6. Enfin, en l’absence de toute dénonciation d’abus sexuel, les conditions d’un abus de détresse au sens de l’article 193 CP ne sont manifestement pas remplies.

7. En définitive, au vu de ces considérations, une condamnation n’apparait pas plus ni même aussi vraisemblable qu’un acquittement, ce qui suffit à justifier l’ordonnance de classement litigieuse. Le recours doit donc être rejeté. 8.1 Comme X_________ est débouté, les frais de la procédure de recours sont mis à sa charge (art. 428 al. 1 CPP). L’émolument, qui doit respecter les principes de la couverture des frais et de l’équivalence des prestations, est fixé en fonction notamment de l’ampleur et de la difficulté de la cause (art. 13 al. 1 et 2 LTar). Il varie entre 90 fr. et 2000 fr. (art. 22 let. g LTar). En l’occurrence, eu égard à complexité relative de l’affaire, il est arrêté forfaitairement à 600 fr. (art. 424 al. 2 CPP et 11 LTar) et est compensé avec le montant des sûretés versées par le recourant.

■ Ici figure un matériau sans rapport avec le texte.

PR #1106, opened 2022-03-18
fix incorrectly prepared erratum

mikeshulman:
A missing `%` prevented the errata-marking script from catching this one.

### DIFF
--- a/errata.tex
+++ b/errata.tex
@@ -887,7 +887,7 @@ While the page numbering may differ between copies with different version marker
   & \eqref{eq:untruncated-linearity} should be $c:\prd{q, r : \Q} (q < r) \to (q < x) + (x < r)$, and therefore the use of $c$ in the proof should be $c(s,t)$ rather than $c(x,s,t)$.\\
   %
   \cref{analysis-interval-ctb}
-  & merge of ad72d4e
+  & % merge of ad72d4e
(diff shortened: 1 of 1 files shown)


JasonGross (approved):

favonia:
Should we re-enable the CI on this PR so that the script would automatically calculate the commit hash and update the errata?

mikeshulman:
won't it happen automatically when the PR is merged?

favonia:
> won't it happen automatically when the PR is merged?

Yes, it will. I got the impression from #1104 that we wished to run the scripts eagerly.

mikeshulman:
I don't see any reason to run them on PRs before they're merged.  The PR that was implementing the new CI was a special case, since in that case it was nice to actually test the CI before merging it.  But now that we trust the CI is working, its actions only need to be done on actual merge.

favonia:
Should we merge this now? I am curious about whether #1109 fixes everything.

mikeshulman:
Looks like the run failed on "Check if errata.tex is clean".

favonia:
> Looks like the run failed on "Check if errata.tex is clean".

Right. It failed because the second stage failed to pull in the commit that fixed the errata.tex. I will fix it later.

In the meanwhile, is it still important to check whether DVIs can be built? The code could be further simplified if we remove that part from the CI. Currently, the CI just tries to build those DVI files and then discard them.

mikeshulman:
I think we can ignore DVIs.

- 11 - 8.2 Les honoraires, variant entre 300 fr. et 2200 fr., sont fixés notamment d’après la nature et l’importance de la cause, ses difficultés, l’ampleur du travail et le temps utilement consacré par le conseil juridique, ce qui diffère selon qu’il s’agit d’une détermination écrite et non pas d’un recours (art. 27 al. 1 et 36 LTar ; arrêt 6B_767/2010 du 24 février 2011 consid. 3.3 et 3.4). En l’occurrence, compte tenu des prestations utiles de Me B_________, auteur d’une détermination motivée, ils sont arrêtés à 500 francs.

Prononce

1. Le recours est rejeté. 2. Les frais, par 600 francs, sont mis à la charge de X_________. 3. X_________ versera à Y_________ une indemnité de 500 francs pour les dépenses occasionnées par la procédure de recours.